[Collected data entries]
══════

PR #870, opened 2017-02-13
Further improvements to pixel snapping.

glennw:
The previous snapping update didn't correctly handle the case
where the size in local space had a fractional component (it
could result in a slight stretch of the UV surface).

Now, determine the snap distance based on the position of the
top left corner of the quad. This snap distance gets applied to
all vertices.

In the common case (size has no fractional component) this gives
the same result as the previous pixel snapping PR (since the
fractional distance from each vertex is the same). In the less common
case, this snaps the quad to a device pixel, but leaves the size of
the quad with a fractional component, which avoids any UV stretching.

This makes several new tests pass in the WPT/CSS test suite, and does
not cause any additional failures.

---
This change is [Reviewable](https://reviewable.io/reviews/servo/webrender/870)

### DIFF
--- a/webrender/res/prim_shared.glsl
+++ b/webrender/res/prim_shared.glsl
@@ -422,42 +422,49 @@ VertexInfo write_vertex(vec4 instance_rect,
                         float z,
                         Layer layer,
                         AlphaBatchTask task) {
-    vec2 p0 = instance_rect.xy;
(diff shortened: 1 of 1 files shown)


kvark:
It makes sense and looks good!
@bors-servo r+

PR #871, opened 2017-02-13
Fix the image tex-coord clamping

kvark:
The invalid argument order we use now would still clip the lower bound but ignore the higher bound.

r? @glennw 
cc @jrmuizel

---
This change is [Reviewable](https://reviewable.io/reviews/servo/webrender/871)


glennw:
Oops!

PR #882, opened 2017-02-14
Separate out debug and release builds.

jrmuizel:
This should let us run them in parallel.

---
This change is [Reviewable](https://reviewable.io/reviews/servo/webrender/882)

### DIFF
--- a/.travis.yml
+++ b/.travis.yml
@@ -17,15 +17,18 @@ addons:
       - libgles2-mesa-dev
       - llvm-3.8-dev
       - libedit-dev
+env:
+  - BUILD_KIND=DEBUG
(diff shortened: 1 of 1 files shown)


glennw:
Looks good to me - let's see what travis makes of it and check the reported build times.

jrmuizel:
Looks like this needs some modification to not fail

glennw:
@jrmuizel I guess the potential problem with this is that we now need 2 mac builds per run, which might be a problem since there is often a mac builder backlog? Happy to merge this anyway and see how it goes, if you like?

jrmuizel:
Yeah, let's merge it and see how things go.

Issue #880, opened 2017-02-14
Add Taskcluster CI for webrender


staktrace:
@jrmuizel wanted to try running webrender CI on taskcluster instead of travis to maybe speed things up. Doing this is fairly straightforward, see http://code.v.igoro.us/posts/2017/02/taskcluster-github-improvements.html and https://tools.taskcluster.net/quickstart/.

I built a docker image and taskcluster script to try this out, and have a sample CI run currently in progress at https://tools.taskcluster.net/task-inspector/#Xq6XN5JFS5qX2gV6BeFp5A/0 - if that goes well we should turn on the taskcluster-github integration and land the .taskcluster.yml file into the repo. That will get us CI running on taskcluster, and we can then work on optimizing it further by splitting up the tests to run in different tasks, trying to cache more build artifacts from dependencies, etc.

staktrace:
The CI run took 34 minutes and completed successfully.

staktrace:
I also tried splitting the debug vs release tests. You can see it in the task group at https://tools.taskcluster.net/task-group-inspector/#/MVjO8EHCQUS1FVfM8Bb6uA - the debug stuff took ~17 minutes and the release-mode build and reftests took ~35 minutes. So splitting it doesn't seem to really help much, at least on taskcluster.

kvark:
And since this is about using docker, we might want to CI build for Android as well:
https://github.com/tomaka/android-rs-glue#with-docker

glennw:
Are we still wanting to explore this?

staktrace:
Let's close it for now. If somebody cares enough they can reopen it.

PR #883, opened 2017-02-14
Add a .taskcluster.yml file to run CI using taskcluster

staktrace:
Part of the fix for #880 (the other part is enabling the integration service, which an owner of the repo has to do). We might want to hold off on actually doing this since I think @jrmuizel is looking into speeding up the travis run by running things in parallel.

---
This change is [Reviewable](https://reviewable.io/reviews/servo/webrender/883)


glennw:
@staktrace Do you want this merged now?

staktrace:
@glennw No, let's wait and see how much #882 helps. If we can get it fast enough using travis we might not need to use taskcluster at all.

glennw:
I think even if #882 helps, we still want to consider taskcluster. Although travis runs are quite slow, the major issue is the mac builder backlog on travis. This means that it often takes 1-2 hours before jobs are even scheduled to run on a mac builder.

metajack:
Is there a patch to homu that goes with this? Because otherwise this is going to break our bots.

In general, I think we may have the ability to guarantee mac availability on Travis CI. @larsbergstrom?

staktrace:
No patch to homu yet. As a first step I just wanted to stand up Taskcluster CI alongside Travis.

I made a docker image with a precompiled webrender (both debug and release) in it already. That speeds up the test run so that it completes in about 10 minutes, see https://tools.taskcluster.net/task-group-inspector/#/IWmDQd0VSLi_YjBCNBhA2w for example. However if there is rust version bump or if one of the webrender dependencies changes then it'll fall back to rebuilding everything which is slow again. Also the 10 minutes can probably be shaved down further if we prebuild different `--feature` options. I just did debug/release with no `--feature` options.

larsbergstrom:
It's possible to guarantee mac availablity on Travis CI, but we've avoided it on Servo to date due to some pretty heavy budget impact (at least, in terms the Research team thinks of). Travis is also scheduled to increase their Mac capacity significantly in the near future, but it was delayed by the recent macstadium meltdown.

All that said, I'm not against using TC for some of the builds, too, so long as they have capacity and it doesn't "fight" with homu's github build status checking. Hopefully the initial version would just add some flags that homu would ignore while details are worked out.

jrmuizel:
Now that we don't depend on syntex, builds should be faster too. Should we just turn this on?

glennw:
It sounds from the comment by @metajack above that enabling this would break homu?

metajack:
If we want to replace travis, we'll need homu to start gating on taskcluster instead of travis. I have no idea if it is capable of that right now, or if it would be difficult to add.

staktrace:
I think we should be ok to merge this PR and turn on the taskcluster-github integration on servo/webrender. It will just add another status report which should basically be ignored by homu (I say this without knowing anything about how homu works really, but I would be very surprised if it barfed on unrecognized status annotations).

That being said, merging the PR is only really useful if we plan to go beyond what it's doing now, and run tests on Mac as well. Right now it just does linux, and I'm not sure what steps are needed to make it also run on Mac. I presume we need to add another task in the .taskcluster.yml file that uses a different provisioner to get a mac machine, and then has a different mac-specific image and steps. I don't recall who @jrmuizel talked to on releng to discover that mac hardware is available on TC, but we should also find out how to hook it up.

jrmuizel:
The next thing we should hook up after this is doing mac builds on linux. That's what we do for Firefox and will be much cheaper than doing the mac builds on mac hardware.

metajack:
To be clear, you mean building on Linux for Mac and then testing the result on the Mac?

jrmuizel:
That would be the goal yes.

glennw:
As of last week, Travis appears to have (nearly) doubled their mac builder capacity, which has made the mac wait time come down a lot. Given that, and the way that we now split the CI jobs across multiple machines, I'm tempted to close this for now. Thoughts?

jrmuizel:
I'd like to keep pushing this forward even if it's only at low priority. I think it will give us the potential to tighten up the turn around times a lot more and helps avoid getting caught if the load on Travis increases to match the new capacity.

glennw:
@staktrace @jrmuizel @metajack Do we want to merge this PR as is now? If not, I'll probably close it for now until we have something ready to be reviewed and merged.

staktrace:
I'm ok with closing it. I don't see the point in merging it as-is because it will just waste TC resources.

PR #885, opened 2017-02-15
Fix regression in vertex texture size calculation.

glennw:
This change is [Reviewable](https://reviewable.io/reviews/servo/webrender/885)


glennw:
r? @kvark 

This is the fix we discussed on IRC - and includes a revert for the temporary workaround.

kvark:
I actually expected a different kind of fix. Given a fixed texture width, I thought we'd check during allocation if the chunk is linear and otherwise pad it to the next texture row.

This fix is good though. Thanks!
@bors-servo r+

PR #886, opened 2017-02-15
Fix the UV rect clamping for image masks.

glennw:
This change is [Reviewable](https://reviewable.io/reviews/servo/webrender/886)


glennw:
r? @kvark 

cc @jrmuizel

glennw:
As a follow up: https://github.com/servo/webrender/issues/887

kvark:
Uh oh, I knew those rectangles would bite us but didn't expect to fall into that trap myself.
Thanks for catching this!
@bors-servo r+

PR #1318, opened 2017-05-31
Register the worker threads with the thread profiler.

nical:
As an alternative to #1313.

---
This change is [Reviewable](https://reviewable.io/reviews/servo/webrender/1318)

### DIFF
--- a/webrender/src/renderer.rs
+++ b/webrender/src/renderer.rs
@@ -1068,7 +1068,9 @@ impl Renderer {
         let render_target_debug = options.render_target_debug;
         let payload_tx_for_backend = payload_tx.clone();
         let recorder = options.recorder;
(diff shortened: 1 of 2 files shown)


webrender/src/renderer.rs
```diff
@@ -1068,7 +1068,9 @@ impl Renderer {
         let render_target_debug = options.render_target_debug;
         let payload_tx_for_backend = payload_tx.clone();
         let recorder = options.recorder;
-        let worker_config = ThreadPoolConfig::new().thread_name(|idx|{ format!("WebRender:Worker#{}", idx) });
+        let worker_config = ThreadPoolConfig::new()
+            .thread_name(|idx|{ format!("WebRender:Worker#{}", idx) })
+            .start_handler(|idx| { register_thread_with_profiler(format!("WebRender:Worker#{}", idx)); });
```
kvark: the unfortunate redundancy is addressed in https://github.com/glennw/thread_profiler/pull/7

══════

Assigned task: Every line of the records above where the string "otherwise" is found should be copied.

Solved problem:
Is there a patch to homu that goes with this? Because otherwise this is going to break our bots.
I actually expected a different kind of fix. Given a fixed texture width, I thought we'd check during allocation if the chunk is linear and otherwise pad it to the next texture row.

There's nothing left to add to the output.